■ **Task statement**: Copy each line of the data below in which the word "configure" can be found.

■ **Data for this task**:
PR #3115, opened 2024-07-05
meson: add options for more utilities

neheb:
Allows using -Dauto_features=disabled to disable most utilities.

I have questions about this.

Is this PR on the right track? or should I try matching configure.ac?

As an example, configure.ac has

```
AS_HELP_STRING([--disable-scriptutils], [do not build script, scriptreplay and scriptlive]),
```

whereas in meson, these are all separate.

### DIFF
--- a/meson_options.txt
+++ b/meson_options.txt
@@ -65,18 +65,34 @@ option('build-zramctl', type : 'feature',
        description : 'build zramctl')
 option('build-lsns', type : 'feature',
        description : 'build lsns')
+option('build-mkfs', type : 'feature',
+       description : 'build mkfs')
 option('build-fsck', type : 'feature',
        description : 'build fsck')
 option('build-partx', type : 'feature',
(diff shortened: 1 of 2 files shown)


meson_options.txt
```diff
@@ -73,10 +73,18 @@ option('build-script', type : 'feature',
...
 
 option('build-uuidd', type : 'feature',
        description : 'build the uuid daemon')
 
+option('build-choom', type : 'feature',
+       description : 'build choom')
+option('build-isosize', type : 'feature',
+       description : 'build isosize')
+option('build-waitpid', type : 'feature',
+       description : 'build isosize')
```
qhill, line 87: copy and paste error should be build waitpid.

karelzak:
I think the meson does not need to 100% match autotools.

neheb:
Added the rest. -Dauto_features=disabled results in no binaries now.

Issue #1551, opened 2021-12-31
Make columns produce default output without relying on tabs


konsolebox:
`printf '%s\n' * | columns` will produce misaligned columns if terminal doesn't produce tab space with 8 screen "columns".  Would be nice if this is changed or if there gets to have a new option so this behavior utilizes spaces instead, much like what table mode does.

konsolebox:
> It would be possible to use tigetnum("it") (init_tab terminfo variable) to get the tab width

I don't think querying the tab width is completely reliable. Better just add a mode  that displays spaces just like in table mode.

PR #3116, opened 2024-07-07
column: adds option to use space formatting

emperor06:
This PR adds a `-S,--space=num` option to use whitespaces instead of tabs in non table mode.

Entries are padded with whitespaces, then <num> spaces are added to separate each column. This should address #1551.

I've seen many broken alignments from column over the years, because some terminals don't use a constant tabsize of 8. For example, it's not unusual to have a tabsize of 4 in bashrc so when you cat a source file, it fits on the screen.

Another example is redirecting column to a file. Many text editors default to a tabsize of 4, rendering the columns very poorly.

The algorithm is pretty much the same: the column width is determined by the biggest entry, but doesn't have to align on a multiple of 8. The -S option adds a minimum spacing between the columns. This also enables more compact views of the data.

Some examples:

```
$ tput cols
50

$ seq 20 | column -S2
1   3   5   7   9   11  13  15  17  19
2   4   6   8   10  12  14  16  18  20

$ seq 20 | column -S3
1    3    5    7    9    11   13   15   17   19
2    4    6    8    10   12   14   16   18   20

$ seq 20 | column -S6
1       4       7       10      13      16      19
2       5       8       11      14      17      20
3       6       9       12      15      18

$ seq 16 | column -space=0 -x
1 2 3 4 5 6 7 8 9 10111213141516
```
Suggestions are more than welcome. The option name (spaces) is pretty bad but I couldn't come up with anything better.

As for the user interface, I don't know what's best. Options with optional arguments are a bit of a pain to handle. I thought about using -S to enable space mode with a default column separator of 2 spaces, then use --output-separator so the user can provide her own separator string (for example, ' | '), but then it makes having 8 spaces as separator hard to input (and reusing an existing option can be very confusing).


karelzak:
Looks good. Thanks!

Can you add "col:" prefix to the commit subject lines? It helps when generating release notes.

emperor06:
Thanks for your reply.
I've changed the commit subject (and squash the 2 commits while at it).
I hope I haven't broken anything :)

emperor06:
I've also updated the bash-completion file (which I forgot previously)

Issue #3120, opened 2024-07-09
RFE: Allow unshare to identity map all of the user's subuids


dgibson:
`unshare` provides both the `-r` and `-c` options to map the invoking user's UID either to 0, or to the same value as on the host.  `unshare -c --keep-caps`, in particular, can be useful for creating (say) an isolated network envirnoment for experiments that otherwise behaves enough like the host that host binaries can be invoked without needing configuration changes.

In such an environment it's not usually possible to nest a container runtime such as `podman`, because *only* the user's single UID is mapped, there are no additional available UIDs to use as subuids for the second level namespace.  `unshare` *does* provide the `--map-users=auto` option to map the user's sub-UIDs to UID 0 and up in the namespace, which is loosely equivalent to `-r` for the primary UID.  There's no equivalent to `-c`, however, which would identity map the user's sub-UIDs, allowing `podman` etc. to be invoked in the namespace without overriding `/etc/subuid`.

PR #3121, opened 2024-07-09
unshare: Add options to identity map the user's subordinate uids and gids

dgibson:
`--map-users=auto`, `--map-groups=auto` and `--map-auto` allow automatically mapping the first block of user or group IDs owned by the effective user from /etc/sub[ug]id to a block starting at user ID 0.  Add options `--map-users=subids`, `--map-groups=subids` and `--map-subids` to perform a mapping of the same IDs, but as an identity mapping instead of to UID 0.

This is useful in similar situations to --map-current-user, but preserves access to the user's subordinate IDs.  That allows nested namespaces to be created with more complex user mappings, either with unshare or with a container runtime such as podman.

Fixes: https://github.com/util-linux/util-linux/issues/3120


dgibson:
Example usage.  Without mapping subordinate ids you can't run `podman` in an `unshare`d namespace:

```
$ unshare -Uc
$ podman run -it --rm docker.io/library/busybox
ERRO[0000] running `/bin/newuidmap 112828 0 1000 1 1 524288 65536`: newuidmap: write to uid_map failed: Operation not permitted 
ERRO[0000] invalid internal status, try resetting the pause process with "podman system migrate": cannot set up namespace using "/bin/newuidmap": exit status 1 
```

These new options make it easy to establish the necessary mappings
```
$ unshare -Uc --map-subids
$ podman run -it --rm docker.io/library/busybox
/ # 
```

karelzak:
@arachsys and @brauner, do you have any objections or comments on this feature?

arachsys:
This makes a lot of sense to me. --map-auto was a generalisation of --map-root-user to map subids sensibly. The proposed --map-subids is the analogous generalisation of --map-currrent-user to map subids sensibly. I know I've constructed exactly these pass-through mappings by hand before in scripts, transforming /proc/self/[ug]id_map into --map-* arguments.

dgibson:
Btw, I have no objections to changing the names of the options if you have better ideas.

karelzak:
I think the `subids` name is OK. I'll merge it.

brauner:
> @arachsys and @brauner, do you have any objections or comments on this feature?

Seems good to me!

sys-utils/unshare.c
```diff
@@ -990,16 +1001,24 @@ int main(int argc, char *argv[])
 			unshare_flags |= CLONE_NEWUSER;
 			if (!strcmp(optarg, "auto"))
 				insert_map_range(&groupmap,
-					read_subid_range(_PATH_SUBGID, real_euid));
+						 read_subid_range(_PATH_SUBGID, real_euid, 0));
+			else if (!strcmp(optarg, "subids"))
+				insert_map_range(&usermap,
+						 read_subid_range(_PATH_SUBGID, real_euid, 1));
```
karelzak, line 1007: @dgibson coverity-scan reports this "&usermap" as a possible copy & past bug, and it really seems that we want "&groupmap" here. It's OPT_MAPGROUPS code block (--map-groups).  Can you please check the code?

dgibson: Yes, it should be `groupmap`.  Embarrasing.  Interestingly it's correct for `--map-subids` but not for `--map-groups=subids`.

You want me to send a fixup patch? Or will you handle it?

karelzak: I'll fix it. Thanks.

Issue #3131, opened 2024-07-19
meson build regression in 2.40.2: undefined reference to `pthread_atfork'


satmandu:
I see this build issue:
```
[192*10/795] Linking target libuuid/libuuid.so.1.3.0                                                                                          
FAILED: libuuid/libuuid.so.1.3.0                                                                                                              
cc  -o libuuid/libuuid.so.1.3.0 libuuid/libuuid.so.1.3.0.p/src_clear.c.o libuuid/libuuid.so.1.3.0.p/src_compare.c.o libuuid/libuuid.so.1.3.0.p/src_copy.c.o libuuid/libuuid.so.1.3.0.p/src_gen_uuid.c.o libuuid/libuuid.so.1.3.0.p/src_isnull.c.o libuuid/libuuid.so.1.3.0.p/src_pack.c.o libuuid/libuuid.so.1.3.0.p/src_parse.c.o libuuid/libuuid.so.1.3.0.p/src_uuid_time.c.o libuuid/libuuid.so.1.3.0.p/src_predefined.c.o libuuid/libuuid.so.1.3.0.p/src_unpack.c.o libuuid/libuuid.so.1.3.0.p/src_unparse.c.o libuuid/libuuid.so.1.3.0.p/.._lib_randutils.c.o libuuid/libuuid.so.1.3.0.p/.._lib_md5.c.o libuuid/libuuid.so.1.3.0.p/.._lib_sha1.c.o -flto -Wl,--as-needed -Wl,--no-undefined -Wl,-O1 -shared -fPIC -Wl,-soname,libuuid.so.1 -flto=auto
/usr/local/bin/ld: /usr/local/tmp/ccg7rO9Y.ltrans0.ltrans.o: in function `uuid_generate_time_generic':
<artificial>:(.text+0x1ae7): undefined reference to `pthread_atfork'
collect2: error: ld returned 1 exit status
[200*1/795] Compiling C object libfdisk/lib_fdisk.a.p/src_dos.c.o
ninja: build stopped: subcommand failed.
```

This appears to be due to https://github.com/util-linux/util-linux/pull/3017 not also changing the meson build to use '-pthread'.

libuuid/meson.build needs to have threads enabled thus: https://mesonbuild.com/Threads.html

PR #3132, opened 2024-07-19
Add thread dep to libuuid meson.build to fix meson build regression in 2.40.2

satmandu:
Fixes: https://github.com/util-linux/util-linux/issues/3131

https://github.com/util-linux/util-linux/pull/3017 didn't modify the meson build system to add the threads dependency to libuuid.

Changes are as per https://mesonbuild.com/Threads.html

We have it implemented here:

https://github.com/chromebrew/chromebrew/blob/44d2749e809d2b8f3083a2766303354f09f9ae5c/packages/util_linux.rb#L46

### DIFF
--- a/libuuid/meson.build
+++ b/libuuid/meson.build
@@ -29,6 +29,8 @@ if cc.has_link_argument('-Wl,--version-script=@0@'.format(libuuid_sym_path))
 	libuuid_link_args += ['-Wl,--version-script=@0@'.format(libuuid_sym_path)]
 endif
 
+thread_dep = dependency('threads')
+
 lib_uuid = both_libraries(
   'uuid',
   list_h,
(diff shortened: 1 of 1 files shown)


crrodriguez:
Im rather ambivalent about this whole thing in the first place.. but your fix is correct.

IMHO since it is now obvious we need to reset the uuidcache on fork we could madvise(MADV_WIPEONFORK) it instead of mixing pthreads with TLS.. that or commit to pthread instead of TLS and use pthread_setspecific api

satmandu:
As a maintainer for Chromebrew I'm agnostic as to which implementation you choose. ( I just noticed that our meson build broke when I incremented the version.)

Using this approach fixed the build for us.

t-8ch:
Thanks for the fix!

@crrodriguez 

`madvise(MADV_WIPEONFORK)` is Linux-only, but uuidd is also used on other platforms.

■ **Answer below**:
Is this PR on the right track? or should I try matching configure.ac?
As an example, configure.ac has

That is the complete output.